27 January 2013

Uganda: Poor TelecomService - Commission Boss Faults Law

Kampala — The weak communications act coupled with the growing subscriber numbers have been faulted for the poor performance of the telecom operators.

Speaking on the sidelines of the launch of the 2rd Annual Communications Innovation Awards (AICA) in Kampala last week, Eng. Godfrey Mutabazi, ED Uganda Communications Commission (UCC) said that the current communications act is not strong enough to drive the industry.

"The content in the current law is still lacking. The British, American and even the Kenyan laws have moved on because they anticipated the future. That is where we should go and I hope it will be actualized soon," he said.

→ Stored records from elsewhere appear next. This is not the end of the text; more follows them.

PR #432, opened 2025-05-22
Plt main

soerenbf:
## Purpose

Bring `plt` up to date with latest changes from `main`

### DIFF
--- a/.github/workflows/pipeline.yml
+++ b/.github/workflows/pipeline.yml
@@ -19,6 +19,7 @@ env:
 
 jobs:
   deps:
+    name: Dependencies
     if: github.event.pull_request.draft == false
     runs-on: ubuntu-22.04
     steps:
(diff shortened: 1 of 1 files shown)


.github/workflows/pipeline.yml
```diff
@@ -335,3 +345,17 @@ jobs:
 
       - name: Run clippy
         run: cargo clippy --color=always --tests --benches -- -Dclippy::all
+  # The point of this job is to make it easy to add protection rules that require all status checks to pass.
+  results:
```
DOBEN, line 349:
```suggestion
        run: cargo clippy --color=always --tests --benches -- -Dclippy::all
        
  # The point of this job is to make it easy to add protection rules that require all status checks to pass.
  results:
```

DOBEN (approved):

PR #454, opened 2025-07-03
fix: webpack bundle bignumber.js alias

blorgon1:
## Purpose

Fixes an issue with the UMD bundle produced by Webpack. The exports for `bignumber.js` (a dependency of `json-bigint`) are not being handled correctly.

### Reproduction
To reproduce the issue on the current published bundle:
```
// require may require temporarily changing `"type": "commonjs"` in package.json to force node to import as a CJS module
const c = require('lib/min/concordium.node.min.js');
c.serializeTypeValue('a', Buffer.from([]), true);
```
Expected: (Not using real data for serialization, just getting past the use of `bignumber.js`)
```
Uncaught Error: Unable to serialize value due to: Parsing failed
```
Actual:
```
Uncaught TypeError: Right-hand side of 'instanceof' is not callable
```

## Changes

Add an alias in the webpack config to correct the exports of `bignumber.js`.

## Checklist

      hard-to-understand areas.

### DIFF
--- a/packages/sdk/webpack.config.ts
+++ b/packages/sdk/webpack.config.ts
@@ -30,6 +30,10 @@ function configFor(target: 'web' | 'node' | 'react-native'): webpack.Configurati
                 '.js': ['.ts', '.js'],
             },
             extensions: ['.tsx', '.ts', '.js'],
+            alias: {
+                // Fix bignumber.js export issue - ensure it resolves to the BigNumber constructor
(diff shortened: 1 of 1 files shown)


soerenbf:
Thanks for contributing this fix @blorgon1, I was able to reproduce the issue and the issue is fixed withe your changes. Good find!

Will merge when CI passes, hope to have it released on a patch version soon after.

soerenbf:
@blorgon1 a new version of the sdk including this change has been released: https://www.npmjs.com/package/@concordium/web-sdk/v/9.2.0

PR #476, opened 2025-08-19
Bugfix/support token creation

soerenbf:
Adds support for transaction summary type `tokenCreation`, which is currently missing and causes a runtime error.

## Checklist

The survey by the regulator conducted between July and October 2012 showed the performance trends for dropped and blocked call rates - parameters set out by UCC were largely below average.

No network complied with UCC limits for dropped calls parameters which was at 2% in Kampala, Mukono and Gulu (Northern Uganda) while the highest registered dropped call rate was 9.63% from the UTL network in Mukono town near Kampala.

The performance went even lower when it came to blocked call rate. In Kampala, Mbarara, Mukono, Jinja, Gulu and Kasese no network complied with UCC limits and the highest registered blocked call rates were those of the UTL network at 31% in Mukono and 31.5% in Jinja town. The UCC limit parameter is at 2%.

The UCC parameter for successful call completion rate was at 99% and the networks performed better. The highest successful call completion rate, 99% was registered on UTL network in Masaka.

Mutabazi said, "The performance is still far below the standard. Its only Orange Telecom that came up better, the rest of the operators were below average."

Mutabazi also added that the increase in the subscriber numbers that have not been matched by improvement of infrastructure have also compounded the situation.

"This is where we now have issues of poor quality of service. Just two years ago, we had about 12 million subscribers, now we have 16 million. That load has come onto a network that has not expanded its infrastructure," Mutabazi added.

The report conducted in eight major towns also attributed the major cause of poor service to vandalism.

The UCC report states that MTN and Airtel networks reported several incidents of network vandalism from January 2012 to date, causing network outages in some towns.

"The MTN outage reported that they realized 543 hours across the country between July and October. Of these, 183 hours were lost due to fibre cuts by unknown individuals while 132 hours of MTN service delivery were affected by road works," the report reads in part.